- Born: Bénédicte Émilie Hermance Cécile Edan 21 December 1851 Paris, France
- Died: 2 May 1934 (aged 82) Paris, France
- Occupation: Game designer;
- Known for: L'Attaque

= Hermance Edan =

French board game designer (1851–1934)

Hermance Edan (21 December 1851 – 2 May 1934) was a French designer and publisher of board games, active from 1908 until her death in 1934. She is best known for creating and patenting the game L'Attaque, a successful game in its own right and the predecessor to Stratego.

== Biography ==
Hermance Edan was born in Paris on 21 December 1851, daughter of Antoine-Victor Edan (1801-1864), a schoolmaster in Picardy, and his second wife, Louise Cécile Gosse (1815-1902). Through her mother, Edan was the grand-niece of the painter Nicolas Gosse. Through her father, she was the niece of Benoît Edan (1803-1871), a diplomat and first consul of France in Shanghai.

Nothing is known of Hermance Edan's childhood, education or life before 1908, when she applied to the French Patent Office for a patent for a "battle game with mobile pieces on a gameboard". This patent was issued to her the following year. She also filed a patent application in Great Britain for L'Attaque in November 1909. In 1909, she took part in the Concours Lépine, a competition for inventors. There, she exhibited two games, L'Attaque and another game, Vite Au But.

In subsequent years, Edan became a professional creator and publisher of board games, selling her games to department stores through wholesalers. By 1912, she was in business with her brother-in-law (whom she married in 1915, after the death of his wife, Hermance's sister Nelly), under the name of "EDAN and RODHAIN, games, R. d'Alençon 9". In 1915, she submitted a patent application in France for a "Jeu de Bataille navale".

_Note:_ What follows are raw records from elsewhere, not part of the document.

PR #4650, opened 2024-01-21
backup: Improve help text for `--stdin-from-command`

MichaelEischer:

No.

Checklist
---------

### DIFF
--- a/changelog/unreleased/issue-4251
+++ b/changelog/unreleased/issue-4251
@@ -1,15 +1,16 @@
-Enhancement: Support reading backup from a program's standard output
-
-When reading data from stdin, the `backup` command could not verify whether the
-corresponding command completed successfully.
+Enhancement: Support reading backup from a commands's standard output
 
 The `backup` command now supports the `--stdin-from-command` option. When using
-this option, the arguments to `backup` are interpreted as a command. `backup`
-then executes the command and stores its standard output in the backup. This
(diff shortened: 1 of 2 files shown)


changelog/unreleased/issue-4251
rawtaz, line 1: I suggest changing it to:

~~~
Enhancement: Support reading backup from a commands's standard output

The `backup` command now supports the `--stdin-from-command` option. When using
this option, the arguments to `backup` are interpreted as a command instead of
paths to back up. `backup` then executes the given command and stores the
standard output from it in the backup, similar to the what the `--stdin` option
does. This also enables restic to verify that the command completes with exit
code zero. A non-zero exit code causes the backup to fail.

Note that the `--stdin` option does not have to be specified at the same time,
and that the `--stdin-filename` option also applies to `--stdin-from-command`.

Example: `restic backup --stdin-from-command --stdin-filename dump.sql mysqldump [...]`
~~~

The addition of `--stdin-filename` in the example is primarily to make it clearer that the `--stdin-from-command` doesn't take the command as value.

Also "program" was never used anywhere but in the heading, so I changed that to "command".

rawtaz (commented):
LGTM besides the changelog edits I think would be useful.

changelog/unreleased/issue-4251
MichaelEischer: Thanks. I've added the changes.

PR #4654, opened 2024-01-22
docs: fix formatting

adrian5:
I think this should be a regular list.

---

On a related note: I noticed that lists are often indented in the docs, i.e.
```rst
Here is a list:

 * Item1
 * Item2
 * Item3
```
This will render to `<blockquote><div><ul>…</ul></div></blockquote>`. I've replicated this style in my PR in case that's intentional, but I suspect you want plain `<ul>…</ul>` here, which you get by not indenting the list.

Likewise capitalization, list bullets (`*` vs `-`) and spacing differs between and within docs.

### DIFF
--- a/doc/030_preparing_a_new_repo.rst
+++ b/doc/030_preparing_a_new_repo.rst
@@ -35,15 +35,15 @@ environment variable ``RESTIC_REPOSITORY_FILE``.
 For automating the supply of the repository password to restic, several options
 exist:
 
- * Setting the environment variable ``RESTIC_PASSWORD``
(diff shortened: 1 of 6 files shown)


MichaelEischer:
I don't think there's a particular reason to indent the unordered lists. I've added a commit to fix the indentation everywhere (which was inconsistent even within 040_backup.rst).

I'd like to keep the capitalization of `Inode` if it's used at the start of a sentence. The `inode` manpage does so too.

MichaelEischer (approved):
LGTM.

PR #4655, opened 2024-01-25
Enhancement: option to send HTTP over unix socket

### LINKED ISSUE #4287: Allow connecting with Unix Socket to Rest Server
Output of `restic version`
--------------------------

```
restic 0.15.1 compiled with go1.20.2 on linux/arm64
```

Allow connecting with Unix Socket to Rest Server instead of normal IP

I would like to use the rest server with sockets to have an cleaner setup with systemd services and don't have to think about ports

The best backup tool I had. It just works and is simple to use. Thanks guys!

ghost:

Add one method to send HTTP traffic (for any backend) over a unix socket.

I'm not sure this is the best way, but it certainly seemed an easy way without a large refactor.

Closes #4287 

Checklist
---------

Happy to add tests but wanted feedback on approach first. 

While adding syntax like `-r rest:unix:/tmp/socket` looked simple in the original issue, the way the code is structured it's difficult to get access to the `http.Transport` object from within the `rest` backend. Hence I added a global option, which means this would also work for tunnelling other HTTP based backends over a socket if desired.

Our intended use-case is in conjunction with the `rest-server` (see https://github.com/restic/rest-server/pull/272) where a central backup server essentially makes the following SSH calls out to hosts to back them up:

```bash
rest-server --listen unix:/tmp/socket --data /path/to/data &
scp restic host:/tmp
ssh -R /tmp/socket:/tmp/socket host /tmp/restic -use-unix-socket-for-http /tmp/socket -r rest:http://ignored/repo
```

(the `ignored` bit is ugly)

We can do the above with ephermal ports today, but unix sockets feels like it might be cleaner for this-use case.

### DIFF
--- a/doc/030_preparing_a_new_repo.rst
+++ b/doc/030_preparing_a_new_repo.rst
@@ -201,15 +201,16 @@ scheme like this:
     $ restic -r rest:http://host:8000/ init
 
 Depending on your REST server setup, you can use HTTPS protocol,
-password protection, multiple repositories or any combination of
-those features. The TCP/IP port is also configurable. Here
-are some more examples:
+unix socket, password protection, multiple repositories or any
+combination of those features. The TCP/IP port is also configurable.
+Here are some more examples:
 
 .. code-block:: console
 
     $ restic -r rest:https://host:8000/ init
     $ restic -r rest:https://user:pass@host:8000/ init
     $ restic -r rest:https://user:pass@host:8000/my_backup_repo/ init
+    $ restic -r rest:http+unix:///tmp/rest.socket:/my_backup_repo/ init
 
 The server username and password can be specified using environment
 variables as well:
--- a/.github/workflows/tests.yml
+++ b/.github/workflows/tests.yml
@@ -74,7 +74,7 @@ jobs:
       - name: Get programs (Linux/macOS)
         run: |
           echo "build Go tools"
-          go install github.com/restic/rest-server/cmd/rest-server@latest
+          go install github.com/restic/rest-server/cmd/rest-server@master
 
           echo "install minio server"
           mkdir $HOME/bin
@@ -106,7 +106,7 @@ jobs:
           $ProgressPreference = 'SilentlyContinue'
 
           echo "build Go tools"
-          go install github.com/restic/rest-server/...
+          go install github.com/restic/rest-server/cmd/rest-server@master
 
           echo "install minio server"
           mkdir $Env:USERPROFILE/bin
--- a/changelog/unreleased/issue-4287
+++ b/changelog/unreleased/issue-4287
@@ -1,0 +1,14 @@
+Enhancement: support connection to rest-server using unix socket
+
+Restic now supports connecting to rest-server using a unix socket for
+rest-server version 0.13.0 or later.
+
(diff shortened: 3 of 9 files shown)


MichaelEischer (changes requested):
I strongly dislike adding a CLI option that then goes on to override the path passed to the backend. That just feels wrong. (It would also introduce multiple weird failure cases for other backends).

My suggestion is to use `"github.com/peterbourgon/unixtransport"` instead. With a call to `unixtransport.Register(tr)` it  becomes possible to use `rest:http+unix:///path/to/socket` without requiring a messy CLI option. That adds a new (very small) dependency, but that's better than the alternative.

ae-govau:
> My suggestion is to use `"github.com/peterbourgon/unixtransport"` instead. With a call to `unixtransport.Register(tr)` it becomes possible to use `rest:http+unix:///path/to/socket` without requiring a messy CLI option. That adds a new (very small) dependency, but that's better than the alternative.

Thanks, that library looks good and that's a much cleaner outcome. Have made change as suggested. On my system I also needed to make a fix to that library (so that it will ignore HTTP proxies when invoked). We might want to wait to verify that patch is accepted (and version bumped) before merging this one:
https://github.com/peterbourgon/unixtransport/pull/7

I've tested the above against the `rest-server` PR I made here:
https://github.com/restic/rest-server/pull/272

and it seems to work.

doc/030_preparing_a_new_repo.rst
```diff
@@ -201,15 +201,16 @@ scheme like this:
...
+unix socket, password protection, multiple repositories or any
+combination of those features. The TCP/IP port is also configurable.
+Here are some more examples:
 
 .. code-block:: console
 
     $ restic -r rest:https://host:8000/ init
     $ restic -r rest:https://user:pass@host:8000/ init
     $ restic -r rest:https://user:pass@host:8000/my_backup_repo/ init
+    $ restic -r rest:http+unix:///tmp/rest.socket:/my_backup_repo/ init
```
MichaelEischer, line 213: I wondering whether  we should also add `https+unix` here? Although I have to admit that I have no clue how the HTTPS certificate and host name checks would behave. So it might even be a good idea not to mention `https+unix`, hmm.

MichaelEischer (commented):
The code is ok now, but I'd really like to see a small test, that connecting to a `http+unix` server does work. Otherwise, there's a too large chance that we accidentally break this feature.

Waiting for a fix to the proxy support is probably a good idea. And https://github.com/restic/rest-server/pull/272 also has to be completed first.

ae-govau:
Happy to add tests once the server-part lands.

ae-govau:
Integration test added and cleaned up regular HTTP based `rest-server` test at same time.

ae-govau:
Rebased to fix `go.sum` conflicts. This remains ready for review.

MichaelEischer (approved):
LGTM. I've fixed the test failures (we'll have to switch rest-server back to `latest` once the next version is released) and there's now a changelog. Please take a look at it, afterwards we should be ready to merge this PR.

ae-govau:
Looks good. Thanks for fixing up and following this through.

PR #4657, opened 2024-01-25
Properly report the ID of newly added keys

### LINKED ISSUE #4656: add key does not report the new key's ID
Output of `restic version`
--------------------------
restic 0.16.3 compiled with go1.21.6 on linux/amd64

rest:http://

When adding a key to a repository, we currently have no "easy" way to know the new key's ID.
This is a problem because sometimes we need to pass this ID as a hint for other commands.

In particular, a key hint is needed when the repository has many keys - otherwise opening the repository may fail with "Fatal: maximum number of keys reached" even when a proper password is provided.

Expected behavior
-----------------

I suppose the author of the "key add" command wanted to have the ID printed like this:
```
saved new key as 116b1f6aaf7a299f6355bd7d892e2602e1a91f5b9ce8a69c6938ba3e4f1fcc79
```
Actual behavior
---------------

Currently `key add` displays instead:

```bash
restic -r /tmp/kevo/ key add
repository 70789ef8 opened (version 2, compression level auto)
enter new password: 
enter password again: 
saved new key as <Key of xx@yyy, created on 2024-01-25 10:17:55.560224177 +0100 CET m=+10.381054308>
```

The command dumps the Go object instead of the ID.
A trivial 1 line patch will be provided.

One day someone will outsmart all our defenses, burn our IT to the ground and destroy our other backups. Then the restic repos on the hard drives on the shelf it will save the day.

ls-initiatives:

Other commands like key list and key remove show the key's ID.

Showing the ID here lets users easily reuse the ID as a key hint for subsequent commands. In particular, a key hint is needed when the repository has many keys - otherwise opening the repository may fail with "Fatal: maximum number of keys reached" even when a proper password is provided.

Fixes #4656

### DIFF
--- a/changelog/unreleased/issue-4656
+++ b/changelog/unreleased/issue-4656
@@ -1,0 +1,7 @@
+Bugfix: Properly report the ID of newly added keys
+
+`restic key add` now reports the ID of a newly added key. This simplifies
+selecting a specific key using the `--key-hint key` option.
+
+https://github.com/restic/restic/issues/4656
+https://github.com/restic/restic/pull/4657
--- a/cmd/restic/cmd_key.go
+++ b/cmd/restic/cmd_key.go
@@ -142,7 +142,7 @@ func addKey(ctx context.Context, repo *repository.Repository, gopts GlobalOption
 		return err
 	}
 
-	Verbosef("saved new key as %s\n", id)
+	Verbosef("saved new key with ID %s\n", id.ID())
 
 	return nil
 }


cmd/restic/cmd_key.go
```diff
@@ -142,7 +142,7 @@ func addKey(ctx context.Context, repo *repository.Repository, gopts GlobalOption
 		return err
 	}
 
-	Verbosef("saved new key as %s\n", id)
+	Verbosef("saved new key as %s\n", id.ID())
```
MichaelEischer, line 145: Let's change the message a bit: `saved new key with ID %s`

changelog/unreleased/issue-4656
```diff
@@ -0,0 +1,9 @@
+Bugfix: Properly report the ID of newly added keys
+
+When adding a key to a repository, we had no "easy" way to know the new key's ID.
```
MichaelEischer, line 3: Please shorten this to something similar to the following:
```
`restic key add` now reports the ID of a newly added key. This simplifies
selecting a specific key using the `--key-hint keyID` option.
```

MichaelEischer (changes requested):
The ideal solution would be to add JSON support to `key add`. But I agree that the current output is not useful. So I'm fine with changing it, I just just have a few small remarks as commented below.

ls-initiatives:
Updates following your suggestions, thanks.
I agree that JSON output would be nice to have, though I can't write the patch for it. I'll file an issue about that if you want.

MichaelEischer:
> I agree that JSON output would be nice to have, though I can't write the patch for it. I'll file an issue about that if you want.

That would be great.

MichaelEischer (approved):
LGTM.

PR #4666, opened 2024-01-28
Implement feature flags

### LINKED ISSUE #4601: Add feature flags
Output of `restic version`
--------------------------
0.16.2

Add Feature Flags

## Motivation
We currently try very hard to keep the CLI backwards compatible once a feature is part of a release version. However, this limits experimentation with new features as these cannot be changed once they are included in a release version. In addition, there appears to be little usage of prerelease versions of restic, such that most feedback only arrives once a new version was released. This complicates adding new features to restic.

There is also no mechanism to deprecate features in a smooth way. A feature currently either exists or was removed. If users still need the old feature, then the only option is to rollback to an earlier version. What is missing is an intermediate state in which users can decide to temporarily reenable a feature.

To improve this situation, we should add feature flags, which make it possible to add experimental features and enable smooth deprecation.

## Proposed Implementation

Feature flags are specified by users via the `RESTIC_FEATURES` environment variable. The variable contains a comma-separated list of `key[=value],key2[=value2]` pairs. The key is the name of a feature flag and is written in `kebab-case`. The value is optional and can contain either the value `true` (default if omitted) or `false`.

It is an error if the user specifies an invalid / unknown feature flag.

A feature flag can either be in `alpha`, `beta` or `stable` state. An `alpha` feature is disabled by default, a `beta` feature is enabled by default. A `stable` feature is always enabled and cannot be disabled by the user. This allows for a transition period after which the flag is removed.

`alpha` features do not guarantee any backwards compatibility and may change in arbitrary ways between different restic versions. This also applies to `beta` features, although incompatible changes are less likely.

Restic also offers a `restic features` command that lists all available feature flags and their state.

MichaelEischer:
Implement feature flags as described in #4601.

Fixes #4601

Checklist
---------

### DIFF
--- a/changelog/unreleased/issue-4601
+++ b/changelog/unreleased/issue-4601
@@ -1,0 +1,9 @@
+Enhancement: Add support for feature flags
+
+Restic now supports feature flags that can be used to enable and disable
+experimental features. The flags can be set using the environment variable
+`RESTIC_FEATURES`. To get a list of currently supported feature flags,
+run the `features` command.
+
+https://github.com/restic/restic/issues/4601
+https://github.com/restic/restic/pull/4666
--- a/cmd/restic/cmd_features.go
+++ b/cmd/restic/cmd_features.go
@@ -10,13 +10,20 @@ import (
 	"github.com/spf13/cobra"
 )
 
-// FIXME explain semantics
-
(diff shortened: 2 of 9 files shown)


MichaelEischer (commented):
LGTM.

PR #4682, opened 2024-02-04
feat: set --target for dump command

### LINKED ISSUE #4678: add --target flag to dump command
Output of `restic version`
--------------------------

restic 0.16.2 (v0.16.2-63-gb72de5a88) compiled with go1.21.0 on linux/amd64

add --target flag to `dump` command just like `restore`

I want to backup&restore a block device, I can backup it by
```
restic backup --stdin-from-command -- dd if=/dev/sda
```

now I want to restore it by
```
restic dump {snapshotID} stdin --target /dev/sdb
```

currently I can restore it in this way:
```
restic dump {snapshotID} stdin > /dev/sdb
```

But it is not convenient in my env

we built a wonderful solution base on Resic, it really help

konidev20:

- added --target flag to the dumpOptions
- moved the checkStdoutArchive to run only if --target is not set

Closes #4678 

Checklist
---------

### DIFF
--- a/cmd/restic/cmd_dump.go
+++ b/cmd/restic/cmd_dump.go
@@ -57,7 +57,7 @@ func init() {
 	flags := cmdDump.Flags()
 	initSingleSnapshotFilter(flags, &dumpOptions.SnapshotFilter)
 	flags.StringVarP(&dumpOptions.Archive, "archive", "a", "tar", "set archive `format` as \"tar\" or \"zip\"")
-	flags.StringVarP(&dumpOptions.Target, "target", "t", "", "set the target path to dump the archive file")
+	flags.StringVarP(&dumpOptions.Target, "target", "t", "", "write the output to target `path`")
 }
 
 func splitPath(p string) []string {
@@ -69,11 +69,11 @@ func splitPath(p string) []string {
 	return append(s, f)
 }
 
-func printFromTree(ctx context.Context, tree *restic.Tree, repo restic.BlobLoader, prefix string, pathComponents []string, d *dump.Dumper, checkStdoutArchiveFunc func() error) error {
+func printFromTree(ctx context.Context, tree *restic.Tree, repo restic.BlobLoader, prefix string, pathComponents []string, d *dump.Dumper, canWriteArchiveFunc func() error) error {
 	// If we print / we need to assume that there are multiple nodes at that
 	// level in the tree.
 	if pathComponents[0] == "" {
-		if err := checkStdoutArchiveFunc(); err != nil {
+		if err := canWriteArchiveFunc(); err != nil {
 			return err
 		}
 		return d.DumpTree(ctx, tree, "/")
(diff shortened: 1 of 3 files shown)


cmd/restic/cmd_dump.go
```diff
@@ -168,7 +165,24 @@ func runDump(ctx context.Context, opts DumpOptions, gopts GlobalOptions, args []
 		return errors.Fatalf("loading tree for snapshot %q failed: %v", snapshotIDString, err)
 	}
 
-	d := dump.New(opts.Archive, repo, os.Stdout)
+	var outputWriter io.Writer = os.Stdout
+	if opts.Target != "" {
+		file, err := os.OpenFile(opts.Target, os.O_RDWR|os.O_CREATE|os.O_EXCL, 0666)
```
MichaelEischer, line 170: This should be `0o666`.

cmd/restic/cmd_dump.go
```diff
@@ -168,7 +165,24 @@ func runDump(ctx context.Context, opts DumpOptions, gopts GlobalOptions, args []
...
+		if err != nil {
+			return fmt.Errorf("cannot dump to file: %w", err)
+		}
+		defer func() {
+			_ = file.Close()
+		}()
+
+		outputWriter = file
+	} else {
+		if err := checkStdoutArchive(); err != nil {
```
MichaelEischer, line 180: That check previously only applied to cases in which `dump` would generate a tar/zip archive, but not when only outputting a single file. I'd like to keep it that way.

cmd/restic/cmd_dump.go
MichaelEischer: `os.O_WRONLY|os.O_CREATE|os.O_EXCL` is also sufficient.

MichaelEischer (changes requested):
Thanks for working on this feature! I only have two small comments, see below.

cmd/restic/cmd_dump.go
konidev20: Hey, 

Instead of creating a new Writer, I just updated the `os.Stdout` to the file. Because, if I used the `outputFileWriter` the `os.Stdout` would still be pointing to the Terminal.

cmd/restic/cmd_dump.go
```diff
@@ -168,6 +170,18 @@ func runDump(ctx context.Context, opts DumpOptions, gopts GlobalOptions, args []
...
+		file, err := os.OpenFile(opts.Target, os.O_RDWR|os.O_CREATE|os.O_EXCL, 0o666)
+		if err != nil {
+			return fmt.Errorf("cannot dump to file: %w", err)
+		}
+		defer func() {
+			_ = file.Close()
+		}()
+
+		os.Stdout = file
+	}
```
konidev20, line 183: Hey @MichaelEischer, 

Can you check this area again and let me know if this is good?

cmd/restic/cmd_dump.go
```diff
@@ -165,24 +170,19 @@ func runDump(ctx context.Context, opts DumpOptions, gopts GlobalOptions, args []
...
 		defer func() {
 			_ = file.Close()
 		}()
 
-		outputWriter = file
-	} else {
-		if err := checkStdoutArchive(); err != nil {
-			return err
-		}
+		os.Stdout = file
```
MichaelEischer, line 182: Hard reject. Overwriting such a global variable is a guarantee for problems down the road.

Please just pass a flag to `printFromTree()` that states whether to call `checkStdoutArchive()` or not. Or alternatively pass the stdout check function as a parameter, and pass a no-op function when the target is a file. The latter is probably the cleaner solution.

MichaelEischer (changes requested):

cmd/restic/cmd_dump.go
konidev20: Done, I have implemented the latter solution. Thank you for pointing it out. It crossed my mind.

MichaelEischer (approved):
LGTM. Thanks!

I've rebased and squashed the commits and made a few further small tweaks.

Issue #1064, opened 2017-06-25
[FEATURE] exit with non-zero after receiving SIGINT, SIGTERM


wjkohnen:
## Output of `restic version`
```
restic 0.6.1 (v0.6.1-131-g144b7f33)
compiled with go1.8.3 on linux/amd64
```

## How did you start restic exactly? (Include the complete command line)
cat > /tmp/restic.sh <<EOF
#!/bin/bash
set -eu

restic -r /media/jb/easynova/backup/backup-ibuti.restic backup "$1"
echo "exit from restic: $?"
btrfs subvol delete "$1"
EOF
chmod 755 /tmp/restic.sh
for i in /.snapshot/* ;do /tmp/restic.sh "$i"; done

Wait until upload starts, then hit `^c`. 

## What backend/server/service did you use?
local filesystem

## Expected behavior
restic exits with non-zero code, leading to termination of script with non-zero code, ending the loop as intended.

## Actual behavior
restic exits with zero, loop continues.

## Steps to reproduce the behavior
see above

## Do you have any idea what may have caused this?
restic exits with code zero. Note this depends on bash; the same script with shebang `#!/bin/sh` exits with code 130 (/bin/sh links to dash). Suggestions on how to let bash scripts exit with non-zero when receiving a signal are very welcome. :slightly_smiling_face:

PR #4703, opened 2024-02-19
Catch SIGTERM, run cleanup

ferringb:
The previous code only ran cleanup (lock release for example) on SIGINT.  For anyone running restic in a container, the signal is going to be SIGTERM which means containerized execution would leave locks behind.

While this could be addressed via interposing dumb-init to translate the signal, a `kill` invocation is going to default to SIGTERM, so the same problem exists for non container users.

This change ensures restic shuts down cleanly when SIGTERM'd.  It currently handles SIGINT only.

For the containerized docker image, any stopping of the container results in restic being SIGTERM'd which means it
leaves behind locks and other undesirables.  This problem can also exist for CLI invocation of restic- `killall restic` would accomplish the same.

Ish.  People talk in the forums of shutting restic down with SIGINT/SIGTERM (https://forum.restic.net/t/robustness-of-repository-issue-resolved/1475/3 for example), but nothing in the codebases history- that I can find- has SIGTERM awareness.

Minimally, manual testing of current restic confirms it lacks SIGTERM handling, so I assume folks were just... assuming...

Checklist
---------

- [ ] I have added tests for all code changes. (no tests pre-exist for SIGINT)

### DIFF
--- a/changelog/unreleased/pull-4703
+++ b/changelog/unreleased/pull-4703
@@ -1,0 +1,9 @@
+Bugfix: Shutdown cleanly when SIGTERM is received
+
+Prior, if restic received SIGTERM it'd just immediately terminate skipping
+cleanup- resulting in potential issues like stale locks being left behind.
+
+This primarily effected containerized restic invocations- they use SIGTERM-
+but this could be triggered via a simple `killall restic` in addition.
+
+https://github.com/restic/restic/pull/4703
--- a/cmd/restic/cleanup.go
+++ b/cmd/restic/cleanup.go
@@ -56,7 +56,7 @@ func RunCleanupHandlers(code int) int {
 	return code
 }
 
-// CleanupHandler handles the SIGINT signals.
+// CleanupHandler handles the SIGINT and SIGTERM signals.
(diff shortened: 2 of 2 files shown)


ferringb:
A point of discussion here is what to do with the env var `RESTIC_DEBUG_STACKTRACE_SIGINT`; while that's clearly for debugging, the name has 'SIGINT' in it; it my be desirable to rename that to reflect it's a debug dump for *any* cleanup.

That said, it's clearly something of an internal/debugging feature, so it likely can be ignored?

ferringb:
Also, https://github.com/restic/restic/issues/1064#issuecomment-406789277 implies SIGTERM was tested/validated; I cannot repro that (at least not for `restic backup`).

MichaelEischer (approved):
LGTM. Thanks!

Let's keep `RESTIC_DEBUG_STACKTRACE_SIGINT` as it is. It is primarily intended for Windows, and there only SIGINT exists. Only Unix system one would just send `SIGQUIT` to restic to achieve the same effect in a far more comfortable way.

Around 1920, Edan made an agreement with H. P. Gibson and Sons Ltd to distribute its game in the United Kingdom and other Anglophone countries under their original French titles. L'Attaque went on to meet with great success in the United Kingdom. Later, Gibson added variants, including Dover Patrol (a naval variant of L'Attaque) and Aviation (an aerial variant).

Edan's business remained active during the First World War, as she filed at least one patent in 1917. By 1925, her office was located at 3 Avenue du Maine, in the 15th arrondissement of Paris.

Edan's husband died in 1920. Edan herself died on 2 May 1934, at the age of 82, at her home and office on Avenue du Maine in Paris.

== Bibliography ==

- Michel Boutin, “L'Attaque, a French game derived from Gunjin Shogi”, in Art et savoir de l'Inde : Actes du colloque « Jeux indiens et originaires d'Inde » organisés [sic] dans le cadre d’Europalia India, Michel Van Langendonckt, ed, Brussels : HEB, 2015 (Sciences, art and culture, 2), p. 233-268
- Michel Boutin, " De L'Attaque à Stratego », Plato, n° 97, June 2017, p. 56-60.
- Michel Boutin, " Histoire et diffusion d’un jeu japonais 'Gunjin Shogi' et d’un jeu danois 'Polygon-Hex' ", in Farida Sellal, ed., Association «Sauver l’Imzad » – 4ème Rencontre internationale : Recueil de Communications « Pratiques sportives traditionnelles et tourisme culturel durable » – Tamanrasset, from 7 to 12 January 2019, (Tamanrasset) : (Association Sauver l’Imzad), nd [2020], p. 17-49.